The door slammed behind us, shut out the shine of the day. “What is this place?”
“Nursing. Home.” I said between gasps.
“We’re safe here?” I shrugged, but there was no power, lights, for Bobby to see me by. “You think everyone is…”
“Probably dead, man,” My breath had returned to normal but heart still pounded, hadn’t gotten the memo, “Everyone here was close before this happened anyway.”
I heard Bobby unzip the bookbag we’d come from runing away with, then a click; a muted yellow beam shot into existence. “And batteries, bottled water in here; we’re lucky those people-“
“No.” My hand flew into his chest, stopped him from speaking and walking. “That isn’t what they were anymore. We didn’t kill anybody. Zombies aren’t people.”
The beam went away, after a jiggle from the darkness it came back more intense; the hallway in front of us was filled with garbage, gurneys, the occasional robed, essentially naked, corpse with skull bashed in. “That isn’t the right word.” He said with a step around a puddle of blood.
My feet plopped through the same puddle he’d avoided. “You told me you saw your mom bite your dad, then they came after you, didn’t stop when you begged, or when you broke every bone in their body; only when you bashed their skulls in.” My hands, covered by hockey gloves, tightened around the baseball bat I carried. “I don’t even have to mention my own shit.”
“We aren’t in any rush, there’s no reason to jump to conclusions.”

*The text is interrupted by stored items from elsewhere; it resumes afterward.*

PR #482, opened 2026-07-23
fix(policies): keep SigLIP patch/pos embeddings in float32 (openpi parity)

shuheng-liu:
## What this does

Fixes a checkpoint-load precision bug in the PaliGemma / SigLIP vision tower shared by `pi0`, `pi05`, `pi05_mem`, and `pi07_paligemma`, and makes the fix reach the served model. (🐛 Bug)

**Root cause.** `to_bfloat16_like_physical_intelligence` cast the **entire** SigLIP tower to bfloat16 at build time, so when `from_pretrained` loaded the float32 converted checkpoint, the **patch-embedding conv** and **position-embedding table** were rounded to bfloat16 — permanently (a later `.to(float32)` cannot recover the bits). Those two tables are the only float32-master weights in the tower (Big Vision keeps "patch extraction and posemb in float32"); every other vision weight is a bfloat16 master upcast on export, so only the embeddings lost precision. On a converted openpi `pi05_droid` checkpoint, `embed_image` diverged from openpi's own PyTorch port by up to **0.395** on the `(1, 256, 2048)` image tokens while every other vision weight loaded bit-identically. Not a SigLIP forward-structure difference, not an attention-kernel difference.

**Fix** (mirrors openpi's `to_bfloat16_for_selected_params`):

1. Pin the three SigLIP embedding tensors to float32 in `to_bfloat16_like_physical_intelligence` (`pi0` + `pi05`; `pi05_mem` / `pi07_paligemma` import `pi05`'s `PaliGemmaWithExpertModel`).
2. Bridge the resulting float32-embeddings → bfloat16-encoder boundary in **all three** hand-rolled SigLIP forwards, so bfloat16 serving doesn't hit a dtype mismatch: the patched `SiglipVisionTransformer.forward` (`utils/transformers_patch.py`), `RLDXVideoEncoder`, and `SpaceTimeSiglipVideoEncoder` (the default pi05_mem encoder + pi07_paligemma low-level's; the cast is placed before the temporal-mask build, which derives from `hidden.dtype`). No-op for single-dtype towers, so the Gemma3 `pi06`/`pi07` towers are unaffected.
3. Preserve the pinning across the blanket `policy.to(torch.bfloat16)` in the inference / serving entry points (gRPC server, `inference.py`, `eval.py`, `benchmark_inference.py`, `high_level_planner_inference.py`) via `to_dtype_preserving_siglip_float32`, which snapshots the float32 embeddings before the cast and restores them after. Only params float32 before the cast are preserved (no-op for uniform-bf16 towers).

**Out of scope / follow-up (#483):** the float32 tables are used in the patch-conv / posemb *compute* in float32 only at inference / serving / ONNX export. No *training* backend computes them in float32 — DDP and non-FSDP DeepSpeed blanket-cast to bfloat16, and FSDP keeps a float32 master but computes bfloat16 via `MixedPrecision(param_dtype=bf16)`. The gap is small (~0.14% on the image tokens, ~1e-4 on the actions; the default freezes the vision encoder) and needs backend-specific, multi-rank-validated handling — tracked in #483.

## How it was tested

Byte-identical-input parity harness (float32, CPU, eager) loading the **same** converted openpi `pi05_droid` weights into OpenTau's `PI05Policy` and openpi's `PI0Pytorch`, with the JAX model as ground truth:

- **`embed_image` vs openpi:** max|diff| **0.395 → 1.07e-4** after the fix (44/256 → 0/256 tokens > 0.05); every vision weight now loads bit-identically. OpenTau matches openpi's fidelity to the original JAX model exactly (both 1.05% vs JAX — the shared XLA-vs-Torch float32 floor).
- **bfloat16 serving:** `embed_image` runs in native bfloat16 (float32 embeddings + bfloat16 encoder) without a dtype crash — validates the forward bridges.
- **Serving helper:** validated on the real `pi05` model — after `to_dtype_preserving_siglip_float32` the patch/position embeddings are float32, the encoder is bfloat16, and `embed_image` runs.
- **Downstream:** toggling only the embedding precision through the full denoise moves the sampled actions by ~1.4e-4 max (0.005% of range).
- New `tests/policies/test_siglip_embedding_dtype.py` (CPU): the patched forward is a no-op in a single-dtype tower and bridges float32 → bfloat16; `RLDXVideoEncoder` and `SpaceTimeSiglipVideoEncoder` (T=1 and T=2) survive the mixed-dtype tower; the helper preserves the pinned embeddings and is a no-op for a uniform-bf16 tower; the pinning selectors match the transformers SigLIP parameter names.
- `pre-commit run --all-files` clean; CPU suite green (`pytest -m "not gpu and not network" tests/policies tests/scripts` → 972 passed); targeted GPU suite green on a CUDA box (`pytest -m "gpu" -n 0` over the affected policies → 9 passed, 2 skipped). Full regression runs nightly via `regression_test.yml`.

```bash
pytest -sx tests/policies/test_siglip_embedding_dtype.py
```

```bash
pytest -m "gpu" -n 0 tests/policies/test_pi05_mem_gpu.py tests/policies/test_pi07_paligemma_low_level.py
```

## Checklist

### DIFF
--- a/src/opentau/policies/pi0/paligemma_with_expert.py
+++ b/src/opentau/policies/pi0/paligemma_with_expert.py
@@ -285,14 +285,14 @@ class PaliGemmaWithExpertModel(PreTrainedModel):
         encoder-dtype hand-off is done by the patched ``SiglipVisionTransformer.forward`` in
         :mod:`opentau.utils.transformers_patch`.
 
-        Caveat: this pinning survives paths that keep the built model as-is — the gRPC
-        serving path (``scripts/grpc/server.py``), ONNX export
-        (``scripts/export_to_onnx.py``), and FSDP training (``train.py`` skips the cast
-        below under FSDP). Several other entry points (``scripts/inference.py``,
-        ``eval.py``, ``benchmark_inference.py``, ``high_level_planner_inference.py``, and
-        non-FSDP ``train.py`` / ``profile_step.py``) run a blanket
-        ``policy.to(torch.bfloat16)`` after load that rounds these tables back to bfloat16;
-        making the float32 masters survive those casts (e.g. re-establishing them from the
+        Caveat: this pinning only survives paths that keep the built model as-is — ONNX
+        export (``scripts/export_to_onnx.py``, which runs in float32) and FSDP training
+        (``train.py`` skips the cast below under FSDP). Every other entry point runs a
+        blanket ``policy.to(torch.bfloat16)`` after load that rounds these tables back to
+        bfloat16, undoing the pinning: the gRPC serving path (``scripts/grpc/server.py``),
+        ``scripts/inference.py``, ``eval.py``, ``benchmark_inference.py``,
+        ``high_level_planner_inference.py``, and non-FSDP ``train.py`` / ``profile_step.py``.
+        Making the float32 masters survive those casts (e.g. re-establishing them from the
         checkpoint after the cast, without breaking DeepSpeed/DDP param handling) is a
         follow-up.
         """
--- a/src/opentau/policies/pi0/paligemma_with_expert.py
+++ b/src/opentau/policies/pi0/paligemma_with_expert.py
@@ -285,16 +285,18 @@ class PaliGemmaWithExpertModel(PreTrainedModel):
         encoder-dtype hand-off is done by the patched ``SiglipVisionTransformer.forward`` in
         :mod:`opentau.utils.transformers_patch`.
 
-        The pinning is preserved by ONNX export (``scripts/export_to_onnx.py``, float32),
-        FSDP training (``train.py`` skips the cast below under FSDP), and the inference /
-        serving entry points (the gRPC server, ``scripts/inference.py``, ``eval.py``,
-        ``benchmark_inference.py``, ``high_level_planner_inference.py``,
-        ``actions_mse_loss.py``), which do their blanket bfloat16 cast through
-        :func:`opentau.policies.utils.to_dtype_preserving_siglip_float32` so these tables
-        stay float32. The remaining gap is the non-FSDP training cast (``train.py`` /
-        ``profile_step.py`` under DeepSpeed / DDP), which still blanket-casts to bfloat16:
-        re-introducing float32 params after the cast there would change how ZeRO / DDP
-        partition parameters and needs multi-rank validation (deferred to a follow-up).
+        These tables are used in the patch-conv / posemb *compute* in float32 only at
+        inference / serving / ONNX export: the inference entry points (the gRPC server,
+        ``scripts/inference.py``, ``eval.py``, ``benchmark_inference.py``,
+        ``high_level_planner_inference.py``, ``actions_mse_loss.py``) route their blanket
+        bfloat16 cast through :func:`opentau.policies.utils.to_dtype_preserving_siglip_float32`,
+        and ONNX export runs in float32. No *training* backend computes them in float32: DDP
+        and non-FSDP DeepSpeed blanket-cast the whole policy to bfloat16 (``train.py`` /
+        ``profile_step.py``), and FSDP keeps a float32 master but its
+        ``MixedPrecision(param_dtype=bfloat16)`` materializes bfloat16 compute params in the
+        all-gather. That gap is small (patch-conv compute differs ~0.14% in the image tokens,
+        ~1e-4 in the sampled actions; the default freezes the vision encoder) and is tracked
+        for a backend-specific, multi-rank-validated follow-up in issue #483.
         """
         self.paligemma = self.paligemma.to(dtype=torch.bfloat16)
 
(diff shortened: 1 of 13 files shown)


shuheng-liu:
Thanks for the review — all three addressed in 59cf289.

**#1 (blocking — `RLDXVideoEncoder` bypasses the bridge):** fixed. `rldx_video_encoder.py` hand-rolls the SigLIP forward (`embeddings()` then walks `encoder.layers`) instead of routing through the patched `SiglipVisionTransformer.forward`, so it now reproduces the same encoder-dtype cast right after the embeddings call. The `pi05_mem` GPU suite (`test_pi05_mem_gpu.py`) stays green with the pinned-embeddings / bf16-encoder tower.

**#3 (no test):** added `tests/policies/test_siglip_embedding_dtype.py` (CPU). It locks: the patched forward is a bit-identical no-op in a single-dtype tower; it bridges float32 embeddings into a bfloat16 encoder without a dtype mismatch; `RLDXVideoEncoder` survives the mixed-dtype tower; and the pinning selectors still match the transformers SigLIP embedding parameter names (guards a rename). The full-model pinning assertion stays on the GPU suite since a real `PaliGemmaWithExpertModel` is a ~3B random-init build.

**#2 (blanket `policy.to(torch.bfloat16)` re-rounds the pinned embeddings):** good catch — documented as a scoped caveat in the `to_bfloat16_like_physical_intelligence` docstring rather than fully fixed here. The pinning **does** take effect on the paths that keep the built model as-is: the gRPC serving path (`scripts/grpc/server.py`), ONNX export (`scripts/export_to_onnx.py`), and FSDP training (`train.py` skips the cast under FSDP). It is re-rounded by the blanket cast in `inference.py`, `eval.py`, `benchmark_inference.py`, `high_level_planner_inference.py`, and non-FSDP `train.py` / `profile_step.py`. Making the float32 masters survive those casts robustly (e.g. re-establishing them from the checkpoint after the cast) has to not break DeepSpeed/DDP param handling, which needs multi-rank validation — so I've scoped it to a follow-up rather than land an unvalidated distributed-dtype change in this PR.

shuheng-liu:
Both addressed in 7b3430a.

**Blocking (`SpaceTimeSiglipVideoEncoder` bypasses the bridge):** fixed — good catch. It's the default pi05_mem encoder (`use_motion=False`) and pi07_paligemma low-level's, and it hand-rolls the same embeddings → encoder loop. Applied the bridge right after the embeddings call and **before** the temporal-mask build, so the mask is derived from the bridged dtype. Both video encoders now key off `post_layernorm.weight.dtype` (the unambiguous SigLIP encoder dtype, since a wrapped SpaceTime layer's first parameter can be a temporal module). Added a sibling test covering T=1 (bridge only) and T=2 (bridge + temporal mask). `test_pi05_mem_gpu.py`, which builds the real pi05_mem on the default SpaceTime encoder, stays green.

**Suggestion (docstring overclaims gRPC):** corrected — you're right, `scripts/grpc/server.py` blanket-casts (`self.dtype = torch.bfloat16` then `policy.to(dtype=self.dtype)`); I'd grepped too narrowly. Moved gRPC to the "undone by a blanket cast" list. As it stands the pinning is preserved only by ONNX export (float32) and FSDP training; every other entry point rounds it back. Making it survive those casts (without breaking DeepSpeed/DDP param handling) is the follow-up noted in the caveat.

shuheng-liu:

We’d resumed walking and our loud steps, in addition to the jangle of Bobby’s assorted putters in a waistband quiver, were the last bit of decibels necessary to shoot sound past the weak cone of light, into the darkness of the hallway. The shuffle of feet of came back, I thought an echo, then snarls became apparent, then a loudness too much to have been produced by two sets of feet; we ducked into a nearby open doorway, shut the door behind ourselves.
In the technical sense of the term the space had been lived in, but the only remaining décor was an electronic picture frame on the wall featuring a loop of pictures, different circumstances where an elderly woman with a whiter than milk smile displayed affection to her family. The bed was dislodged from frame, sheets disheveled, bloodstained but still on top. “These poor people-“ Bobby began but a banging on the door stopped the talk; we moved the mattress into a lean against the fiber.
“I think it’ll hold.”
“Thinking like that won’t help anything” Bobby said, took out a putter, slammed it into the cushion as if that had been more appropriate.
“I’m just focused on safety.” The only window in the room was occupied with a pane of frosted glass, impossible to see through. “Our minds shouldn’t be on anything but; we’ve both counted the eleven seconds it takes after a bite to turn.”
Bobby sighed, sat next to the bed frame, dropped his head into hands, “If my mind was where yours’ was we’d have been dead from the start; we listened to you, now where are we? Trapped.” The banging outside intensified, “AGH!” Bobby rolled to his side, grabbed at his ankle.
The old lady from the pictures had her mouth around his Achilles’ Tendon, produced a sound nowhere near ‘That’s only your second serving of leftovers, dear’; I smashed her head with the bat, the first swing knocked wig off, second busted flesh, third broke skull then her mouth slackened, body lost tension, dropped next to Bobby on the floor.
“Wa-“ He didn’t finish the word because my bat cracked him across the jaw; he collapsed fully, tears dropped from his eyes, mingled with blood but I didn’t relent, swung over and over until Bobby’s head was reduced to a puddle of red.
BANGCRACKTHUDBANG – the mattress moved a little
I used the back of a glove to wipe the splatter from my face, moved to the window, busted out glass; found metal bars blocking my escape.
My eyes went to floor, this time I sobbed; next to the old woman’s brains were her set of dentures, white, unblemished as I discovered Bobby’s ankle to be.